There is no question any longer that flash memory has found its place – in fact, many places – in the datacenter, even though the debate is still raging about when or if solid state memory will eventually replace disk drives in all datacenters of the world.
Sometime between tomorrow and never is a good guess.
Flash is still a hot commodity, so much so that the slower-than-expected transition to 3D NAND has caused a shortage in supply that is driving up the price of enterprise-grade flash – unfortunately at the same time that memory makers are having trouble cranking out enough DDR4 memory to meet demand. This is causing a temporary spike in server and storage prices, which have hurt the margins of ODMs and OEMs alike, but it has been great news for the semiconductor makers who etch flash and DRAM for a living. It is not a coincidence that Samsung has surpassed Intel as the world’s largest chip maker in the most recent quarter. Flash prices jumped around 50 percent and DRAM prices doubled over the past year, and that was just in time for the “Skylake” Xeon processor launch. While Intel’s Data Center Group revenues were up in the most recent quarter, we think they would have been even higher if the Skylake processors launched last fall or earlier in the spring and if flash and DRAM prices were not so high. The major server OEMs certainly felt the flash and DRAM price hikes pinch their profits, and complained each in their turn to Wall Street.
The consensus among the industry analysts at the Flash Memory Summit, which is being hosted in Silicon Valley this week, was that prices for DRAM and flash were expected to fall in the coming quarters, but not immediately. Howard Marks, chief scientist at Deep Storage, doesn’t expect for prices on these two memories to soften until late 2018 or early 2019, and reminds everyone that one of the issues is that the people who make DRAM also make flash and even though they can make both on many of the same fabrication lines, there are limits and even if they did boost production of one, they would have to lose production of the other. As long as everyone is experiencing the shortage, we think the industry is content to blame it on demand and rake in the bucks.
Jim Handy over at Objective Analysis gave an interesting presentation at the summit, and showed off how past shortages due to technological issues caused spikes in pricing on DRAM main memory, and that we should expect for these things to happen with all memory technologies because transitions are hard. Look at the curves since the 1990s on DRAM:
The interesting bit to us – and the one that is breaking apart the storage hierarchy in systems and across clusters, is how the price per GB for main memory is nowhere near the kind of Moore’s Law curve these machines require to keep the compute-storage-networking of systems on balance. Somewhere around the Great Recession, when server virtualization and multicore processing took off, the main memory that would have really made it more useful stopped getting less expensive. And in the past year, at the wholesale and street level, it has gotten significantly more expensive.

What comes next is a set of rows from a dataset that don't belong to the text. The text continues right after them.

PR #35, opened 2020-02-18
Add I18N support

breeswish:
This PR adds I18N support to Dashboard, as well as translation files for KeyVis.


ui/.github_release_version
```diff
@@ -1,3 +1,3 @@
 # This file contains a version number which will be used to release assets to
 # GitHub. To trigger a new asset release, simply increase this version number.
-20200214_1
+20200218_1
```
HunDunDM: Will we need a special process to modify this line in the future?

breeswish: Nop, it's a specially designed as a manual process so that release is only run on demand.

While flash and soon 3D XPoint will help alleviate pressure on main memory because they allow for more data to be more closely coupled with servers, flash is also having a price spike because of transitions from 2D planar to 3D stacked layouts as demand itself is on the rise, and when high demand hits constrained supply, it is never a good scenario for buyers or sellers. Here is what flash pricing on the spot and contract markets look like, according to Handy:
This curve is an average for all kinds of NAND flash, remember, and so is the aggregate revenues over time for NAND flash that Handy put together here:
What the industry wants is steady and growing demand and steady and growing supply with increasing manufacturing efficiencies, which is true of all semiconductor manufacturers, because this is what drives steady profits and prices for a chip come down. This demand spike and supply shortfall is not at all a good thing, because eventually supply catches up in a big way and the price collapse is pretty awful. The longer the shortage lasts, the bigger the collapse to what would have been the normal pricing. This can be good for consumers who are buying at that moment, but they are not going to get any better pricing than the curve would have allowed if the supply and demand curves would have been smooth. And it is not good for those customers who overpaid for capacity and possibly skimped on that capacity when they were buying systems. But it sure does drive short-term revenues.
Handy says that 3D NAND manufacturing will be mastered soon, with 2017 being the ramp and by mid-2018 the cost per GB for 3D NAND flash will reach parity with 2D planar NAND flash, and that the oversupply will kick in around there. Just to give you a sense of what the industry can do, a wafer of 2D NAND packs about 5.6 TB of capacity and costs about $1,200 to make; that works out to 21 cents per GB. But the 3D NAND wafer packs 17.2 TB of capacity, a factor of 3.1X increase, and even though will cost $2,000 to make a wafer, that capacity increase more than makes up for the higher cost and the price per GB drops by 43 percent to 12 cents per GB.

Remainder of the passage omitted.